Segment Open

PR #12669, opened 2025-06-21
Feature/asvs 5.0 benchmark

ivhorodko:
### 🐞 Bug fix  
* **Symptom:** The Benchmark-Type dropdown on the product page always showed a single entry, **“OWASP ASVS v3.1”**, even though **v4.0.1** (and other types) were already loaded in the DB.  
* **Root cause:** The view didn’t pass the full list of enabled `Benchmark_Type` records to the template.  
* **Fix:** `dojo/product/views.py` now fetches `Benchmark_Type.objects.filter(enabled=True)` and exposes it in the context → the dropdown lists *all* enabled benchmarks.

### ✨ Feature / Enhancement
* **Added OWASP ASVS 5.0**:
Includes the latest ASVS 5.0 as a selectable benchmark, with new categories and initial requirements.
* **Why**:
Previously, only the old ASVS 3.1 was visible in the dropdown, even though 4.0.1 was already in the database. ASVS 3.1 is quite outdated, so it’s nice to have more up-to-date standards available.
* **What changed**:
The dropdown now shows all available ASVS versions (including 5.0), so you can map findings to the most current requirements.

---

## Screenshots  🖼️

| Before | After |
| ------ | ----- |
| image | image |

Additional screenshots of the new ASVS 5.0 benchmark page:  
image

---

## References  🔗

Place any external links here (PDF, CSV, official page, etc.):

* [Official ASVS page](https://owasp.org/www-project-application-security-verification-standard/)
* [Official OWASP ASVS 5.0 PDF](https://github.com/OWASP/ASVS/raw/v5.0.0/5.0/OWASP_Application_Security_Verification_Standard_5.0.0_en.pdf)
* [CSV source used for import](https://github.com/OWASP/ASVS/releases/download/v5.0.0_release/OWASP_Application_Security_Verification_Standard_5.0.0_en.csv)

---

## Test results

1. Loaded fixtures on a fresh database (`manage.py loaddata …`).  
2. Verified the dropdown now lists **ASVS 3.1, ASVS 4.0.1, ASVS 5.0**.  
3. Created a dummy product → mapped findings to new v5.0 requirements without issues.

### DIFF
--- a/dojo/product/views.py
+++ b/dojo/product/views.py
@@ -71,6 +71,7 @@ from dojo.forms import (
 from dojo.models import (
     App_Analysis,
     Benchmark_Product_Summary,
+    Benchmark_Type,
     BurpRawRequestResponse,
     DojoMeta,
     Endpoint,
@@ -90,7 +91,6 @@ from dojo.models import (
     System_Settings,
     Test,
     Test_Type,
-    Benchmark_Type,
 )
 from dojo.product.queries import (
     get_authorized_global_groups_for_product,
--- a/dojo/product/views.py
+++ b/dojo/product/views.py
@@ -148,7 +148,7 @@ def product(request):
     prod_list.object_list = prefetch_for_product(prod_list.object_list)
 
     # Get benchmark types for the template
-    benchmark_type = Benchmark_Type.objects.filter(enabled=True).order_by("name")
+    benchmark_types = Benchmark_Type.objects.filter(enabled=True).order_by("name")
 
     add_breadcrumb(title=_("Product List"), top_level=not len(request.GET), request=request)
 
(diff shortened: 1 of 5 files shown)


dojo/product/views.py
```diff
@@ -146,13 +147,17 @@ def product(request):
     # perform annotation/prefetching by replacing the queryset in the page with an annotated/prefetched queryset.
     prod_list.object_list = prefetch_for_product(prod_list.object_list)
 
+    # Get benchmark types for the template
+    benchmark_type = Benchmark_Type.objects.filter(enabled=True).order_by("name")
```
valentijnscholten: Shouldn't this be plural?

ivhorodko: Good point, changed to benchmark_types for clarity. Was following the old naming for consistency, but plural is better here. Updated in both view and template. Thanks!

mtesauro (approved):
Approved

hblankenship (approved):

Segment Closed

Assignment:
Lines holding "import" in the data above: copy each of them.

Result for this exercise:
* [CSV source used for import](https://github.com/OWASP/ASVS/releases/download/v5.0.0_release/OWASP_Application_Security_Verification_Standard_5.0.0_en.csv)
@@ -71,6 +71,7 @@ from dojo.forms import (
 from dojo.models import (
@@ -90,7 +91,6 @@ from dojo.models import (
 from dojo.product.queries import (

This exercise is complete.